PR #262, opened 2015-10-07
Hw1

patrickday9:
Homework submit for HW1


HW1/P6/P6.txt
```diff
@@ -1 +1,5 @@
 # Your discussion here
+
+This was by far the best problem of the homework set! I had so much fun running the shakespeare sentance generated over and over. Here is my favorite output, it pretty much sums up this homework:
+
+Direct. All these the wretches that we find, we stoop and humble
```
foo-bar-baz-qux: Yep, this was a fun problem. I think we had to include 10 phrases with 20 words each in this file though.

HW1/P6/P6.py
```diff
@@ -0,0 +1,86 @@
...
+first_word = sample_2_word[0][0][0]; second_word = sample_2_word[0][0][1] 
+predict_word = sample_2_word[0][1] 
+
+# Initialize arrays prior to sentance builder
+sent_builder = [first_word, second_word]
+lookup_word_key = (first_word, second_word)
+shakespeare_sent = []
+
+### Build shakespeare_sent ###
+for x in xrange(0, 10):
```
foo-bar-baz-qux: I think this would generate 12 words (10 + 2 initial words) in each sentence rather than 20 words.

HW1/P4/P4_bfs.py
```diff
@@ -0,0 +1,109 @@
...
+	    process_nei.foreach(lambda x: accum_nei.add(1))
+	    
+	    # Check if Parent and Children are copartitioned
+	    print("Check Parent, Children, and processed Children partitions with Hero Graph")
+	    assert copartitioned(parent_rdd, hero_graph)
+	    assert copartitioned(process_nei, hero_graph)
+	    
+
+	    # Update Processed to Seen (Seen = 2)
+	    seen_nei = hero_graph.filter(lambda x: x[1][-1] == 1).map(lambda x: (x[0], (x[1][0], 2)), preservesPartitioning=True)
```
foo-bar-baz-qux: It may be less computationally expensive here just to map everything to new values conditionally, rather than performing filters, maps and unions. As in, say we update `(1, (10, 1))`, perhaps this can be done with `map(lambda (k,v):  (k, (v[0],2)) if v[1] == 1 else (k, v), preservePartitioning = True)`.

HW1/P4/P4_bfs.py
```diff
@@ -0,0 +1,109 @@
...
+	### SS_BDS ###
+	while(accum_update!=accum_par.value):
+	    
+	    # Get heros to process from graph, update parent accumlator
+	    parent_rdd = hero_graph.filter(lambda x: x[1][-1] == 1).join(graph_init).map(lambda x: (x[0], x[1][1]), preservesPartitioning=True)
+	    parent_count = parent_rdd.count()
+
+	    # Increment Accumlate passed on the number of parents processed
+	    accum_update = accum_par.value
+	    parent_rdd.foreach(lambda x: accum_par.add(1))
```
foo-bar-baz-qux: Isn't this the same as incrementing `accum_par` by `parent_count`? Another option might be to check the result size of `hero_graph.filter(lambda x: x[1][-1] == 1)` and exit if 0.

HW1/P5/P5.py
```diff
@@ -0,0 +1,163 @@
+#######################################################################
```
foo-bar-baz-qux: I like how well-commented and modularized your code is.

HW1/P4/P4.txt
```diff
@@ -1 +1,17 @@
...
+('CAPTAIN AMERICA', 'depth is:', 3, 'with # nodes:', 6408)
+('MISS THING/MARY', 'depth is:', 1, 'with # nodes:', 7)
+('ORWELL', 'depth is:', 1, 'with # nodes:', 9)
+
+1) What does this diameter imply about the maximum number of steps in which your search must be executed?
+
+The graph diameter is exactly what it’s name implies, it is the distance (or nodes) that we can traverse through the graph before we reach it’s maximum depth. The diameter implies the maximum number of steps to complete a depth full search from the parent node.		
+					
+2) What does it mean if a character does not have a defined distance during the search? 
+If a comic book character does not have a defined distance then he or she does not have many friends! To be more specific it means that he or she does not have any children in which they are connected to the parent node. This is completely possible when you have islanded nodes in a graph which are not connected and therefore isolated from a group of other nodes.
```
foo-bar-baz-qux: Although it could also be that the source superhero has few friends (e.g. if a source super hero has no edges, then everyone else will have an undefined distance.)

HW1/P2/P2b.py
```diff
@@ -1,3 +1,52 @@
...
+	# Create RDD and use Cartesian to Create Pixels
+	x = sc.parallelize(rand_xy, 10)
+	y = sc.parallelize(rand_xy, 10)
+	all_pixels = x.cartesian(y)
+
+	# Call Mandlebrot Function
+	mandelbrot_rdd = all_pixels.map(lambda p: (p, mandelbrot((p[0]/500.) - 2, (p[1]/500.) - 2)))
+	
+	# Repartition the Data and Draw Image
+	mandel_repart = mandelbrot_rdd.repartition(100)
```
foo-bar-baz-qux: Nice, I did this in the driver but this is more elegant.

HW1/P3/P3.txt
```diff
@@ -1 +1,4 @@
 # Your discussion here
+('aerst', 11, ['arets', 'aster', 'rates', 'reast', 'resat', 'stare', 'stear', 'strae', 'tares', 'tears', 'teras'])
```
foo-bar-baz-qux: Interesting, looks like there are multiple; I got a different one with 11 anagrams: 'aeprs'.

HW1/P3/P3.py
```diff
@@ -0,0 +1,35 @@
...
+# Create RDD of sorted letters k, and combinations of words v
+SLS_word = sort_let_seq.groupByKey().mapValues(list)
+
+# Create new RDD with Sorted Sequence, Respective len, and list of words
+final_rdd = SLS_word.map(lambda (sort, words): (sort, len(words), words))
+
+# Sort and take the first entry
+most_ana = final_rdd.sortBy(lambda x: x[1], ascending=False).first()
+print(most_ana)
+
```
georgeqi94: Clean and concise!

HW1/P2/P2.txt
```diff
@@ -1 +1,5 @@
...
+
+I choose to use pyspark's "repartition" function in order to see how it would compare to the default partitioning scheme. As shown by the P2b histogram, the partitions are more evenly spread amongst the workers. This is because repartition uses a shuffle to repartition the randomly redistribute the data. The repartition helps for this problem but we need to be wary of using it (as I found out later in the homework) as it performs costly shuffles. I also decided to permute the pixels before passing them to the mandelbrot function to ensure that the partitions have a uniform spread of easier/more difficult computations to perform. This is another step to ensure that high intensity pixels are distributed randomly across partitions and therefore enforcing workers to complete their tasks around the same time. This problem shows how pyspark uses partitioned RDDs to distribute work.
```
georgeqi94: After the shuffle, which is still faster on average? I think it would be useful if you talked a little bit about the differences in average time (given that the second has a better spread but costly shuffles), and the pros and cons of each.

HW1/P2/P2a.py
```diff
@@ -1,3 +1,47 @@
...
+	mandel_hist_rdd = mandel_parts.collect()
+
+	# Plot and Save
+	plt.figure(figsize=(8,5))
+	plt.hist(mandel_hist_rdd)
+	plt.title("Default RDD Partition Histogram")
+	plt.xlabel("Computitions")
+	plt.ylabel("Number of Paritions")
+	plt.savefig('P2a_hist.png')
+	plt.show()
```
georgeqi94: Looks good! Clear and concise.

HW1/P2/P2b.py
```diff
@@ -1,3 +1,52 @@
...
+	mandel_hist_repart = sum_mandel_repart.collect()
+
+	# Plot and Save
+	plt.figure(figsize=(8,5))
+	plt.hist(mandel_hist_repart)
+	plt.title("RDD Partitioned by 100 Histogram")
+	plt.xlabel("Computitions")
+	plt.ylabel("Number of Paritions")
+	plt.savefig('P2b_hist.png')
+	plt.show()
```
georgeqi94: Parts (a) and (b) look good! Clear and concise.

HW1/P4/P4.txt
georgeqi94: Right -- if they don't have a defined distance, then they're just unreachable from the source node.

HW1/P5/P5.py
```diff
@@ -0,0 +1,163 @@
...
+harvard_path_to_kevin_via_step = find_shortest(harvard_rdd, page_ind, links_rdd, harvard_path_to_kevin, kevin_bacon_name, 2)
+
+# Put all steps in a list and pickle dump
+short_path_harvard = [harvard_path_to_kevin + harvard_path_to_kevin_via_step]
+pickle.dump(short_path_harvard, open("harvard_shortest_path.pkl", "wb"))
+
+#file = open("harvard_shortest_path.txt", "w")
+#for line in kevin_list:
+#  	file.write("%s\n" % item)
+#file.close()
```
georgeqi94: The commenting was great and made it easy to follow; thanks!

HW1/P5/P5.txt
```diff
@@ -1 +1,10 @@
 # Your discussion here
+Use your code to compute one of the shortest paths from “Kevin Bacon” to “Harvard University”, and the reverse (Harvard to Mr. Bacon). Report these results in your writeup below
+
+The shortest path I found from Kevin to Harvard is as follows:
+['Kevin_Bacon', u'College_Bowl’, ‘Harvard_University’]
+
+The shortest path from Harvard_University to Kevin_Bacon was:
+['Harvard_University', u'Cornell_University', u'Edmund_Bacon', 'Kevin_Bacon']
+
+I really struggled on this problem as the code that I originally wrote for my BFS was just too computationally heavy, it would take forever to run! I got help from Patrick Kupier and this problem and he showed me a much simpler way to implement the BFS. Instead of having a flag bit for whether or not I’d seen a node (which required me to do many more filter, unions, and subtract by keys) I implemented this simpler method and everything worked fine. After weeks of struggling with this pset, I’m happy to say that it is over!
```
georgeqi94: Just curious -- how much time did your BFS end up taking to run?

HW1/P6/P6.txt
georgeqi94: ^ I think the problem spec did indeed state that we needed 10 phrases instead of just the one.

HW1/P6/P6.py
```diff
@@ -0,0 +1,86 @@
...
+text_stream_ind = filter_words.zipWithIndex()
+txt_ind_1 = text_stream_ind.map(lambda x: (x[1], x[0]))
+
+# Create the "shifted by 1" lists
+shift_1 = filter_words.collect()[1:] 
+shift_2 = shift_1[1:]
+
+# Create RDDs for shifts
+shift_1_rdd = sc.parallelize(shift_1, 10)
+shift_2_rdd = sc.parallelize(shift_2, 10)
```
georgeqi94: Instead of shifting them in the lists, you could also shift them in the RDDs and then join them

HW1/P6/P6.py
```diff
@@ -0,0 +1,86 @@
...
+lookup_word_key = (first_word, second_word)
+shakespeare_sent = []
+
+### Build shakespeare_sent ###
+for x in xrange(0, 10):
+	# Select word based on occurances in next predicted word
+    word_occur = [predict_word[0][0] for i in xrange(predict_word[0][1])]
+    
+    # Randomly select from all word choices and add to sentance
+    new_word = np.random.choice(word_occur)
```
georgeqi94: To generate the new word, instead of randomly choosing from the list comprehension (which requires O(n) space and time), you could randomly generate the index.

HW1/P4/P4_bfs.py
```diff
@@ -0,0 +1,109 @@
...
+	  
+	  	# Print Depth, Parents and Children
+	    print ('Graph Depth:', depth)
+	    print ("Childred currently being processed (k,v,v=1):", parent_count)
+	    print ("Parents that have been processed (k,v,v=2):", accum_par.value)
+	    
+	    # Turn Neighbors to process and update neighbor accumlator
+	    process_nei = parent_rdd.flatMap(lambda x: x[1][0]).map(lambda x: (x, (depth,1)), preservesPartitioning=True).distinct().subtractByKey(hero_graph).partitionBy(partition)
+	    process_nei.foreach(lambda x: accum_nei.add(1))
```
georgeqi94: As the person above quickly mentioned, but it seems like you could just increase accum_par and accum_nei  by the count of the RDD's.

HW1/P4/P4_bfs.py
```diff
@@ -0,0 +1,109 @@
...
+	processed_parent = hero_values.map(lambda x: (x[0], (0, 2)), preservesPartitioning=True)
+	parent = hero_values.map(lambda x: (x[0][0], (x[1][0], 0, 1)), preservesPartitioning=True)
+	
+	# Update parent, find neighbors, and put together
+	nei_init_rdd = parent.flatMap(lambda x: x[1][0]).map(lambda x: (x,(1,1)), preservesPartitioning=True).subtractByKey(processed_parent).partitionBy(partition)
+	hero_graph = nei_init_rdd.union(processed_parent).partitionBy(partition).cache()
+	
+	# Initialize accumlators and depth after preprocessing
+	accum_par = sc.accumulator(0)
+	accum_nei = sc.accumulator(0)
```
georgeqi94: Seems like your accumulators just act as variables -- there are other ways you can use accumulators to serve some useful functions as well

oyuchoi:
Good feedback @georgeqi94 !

==

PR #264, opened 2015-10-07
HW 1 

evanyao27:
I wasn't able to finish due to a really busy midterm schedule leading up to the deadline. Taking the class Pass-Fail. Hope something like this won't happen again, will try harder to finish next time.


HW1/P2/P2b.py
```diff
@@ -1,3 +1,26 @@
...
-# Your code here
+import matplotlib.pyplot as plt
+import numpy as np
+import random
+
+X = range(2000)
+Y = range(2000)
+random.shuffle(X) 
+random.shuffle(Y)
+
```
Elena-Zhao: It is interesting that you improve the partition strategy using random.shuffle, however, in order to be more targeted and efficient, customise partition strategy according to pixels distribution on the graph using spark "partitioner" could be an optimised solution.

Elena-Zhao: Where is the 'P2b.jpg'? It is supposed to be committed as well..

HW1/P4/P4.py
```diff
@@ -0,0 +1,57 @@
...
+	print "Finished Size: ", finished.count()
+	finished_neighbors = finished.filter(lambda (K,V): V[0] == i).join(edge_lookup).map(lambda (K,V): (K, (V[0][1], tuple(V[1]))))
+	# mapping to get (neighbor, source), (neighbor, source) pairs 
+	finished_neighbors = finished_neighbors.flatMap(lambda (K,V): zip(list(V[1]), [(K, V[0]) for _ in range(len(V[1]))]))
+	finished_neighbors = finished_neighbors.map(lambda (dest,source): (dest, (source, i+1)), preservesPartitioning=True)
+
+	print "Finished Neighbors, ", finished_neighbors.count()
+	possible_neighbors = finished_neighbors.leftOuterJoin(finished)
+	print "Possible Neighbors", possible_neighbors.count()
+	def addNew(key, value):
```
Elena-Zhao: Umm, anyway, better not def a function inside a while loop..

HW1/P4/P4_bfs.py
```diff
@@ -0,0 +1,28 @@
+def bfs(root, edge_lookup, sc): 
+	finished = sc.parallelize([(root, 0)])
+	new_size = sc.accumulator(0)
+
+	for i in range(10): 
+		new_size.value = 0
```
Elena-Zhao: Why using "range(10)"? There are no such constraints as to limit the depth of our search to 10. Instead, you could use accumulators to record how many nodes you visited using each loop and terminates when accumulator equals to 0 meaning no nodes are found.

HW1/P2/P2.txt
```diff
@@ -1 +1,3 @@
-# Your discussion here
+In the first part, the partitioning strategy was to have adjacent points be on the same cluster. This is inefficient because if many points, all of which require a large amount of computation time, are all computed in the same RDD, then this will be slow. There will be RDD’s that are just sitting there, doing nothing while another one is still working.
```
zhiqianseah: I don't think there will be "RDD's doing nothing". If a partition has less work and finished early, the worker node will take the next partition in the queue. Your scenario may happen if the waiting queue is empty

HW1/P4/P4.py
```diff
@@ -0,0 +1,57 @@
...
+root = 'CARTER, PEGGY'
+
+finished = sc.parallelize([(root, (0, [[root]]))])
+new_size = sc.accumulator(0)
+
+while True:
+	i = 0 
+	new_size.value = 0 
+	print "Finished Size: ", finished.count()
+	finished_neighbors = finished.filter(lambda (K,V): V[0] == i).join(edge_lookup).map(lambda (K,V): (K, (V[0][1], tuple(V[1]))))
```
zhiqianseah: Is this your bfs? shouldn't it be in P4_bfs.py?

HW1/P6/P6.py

* [How to complete this task] Copy every line that contains "happen" from the listing above.

* [Solution to the exercise]
I wasn't able to finish due to a really busy midterm schedule leading up to the deadline. Taking the class Pass-Fail. Hope something like this won't happen again, will try harder to finish next time.
zhiqianseah: I don't think there will be "RDD's doing nothing". If a partition has less work and finished early, the worker node will take the next partition in the queue. Your scenario may happen if the waiting queue is empty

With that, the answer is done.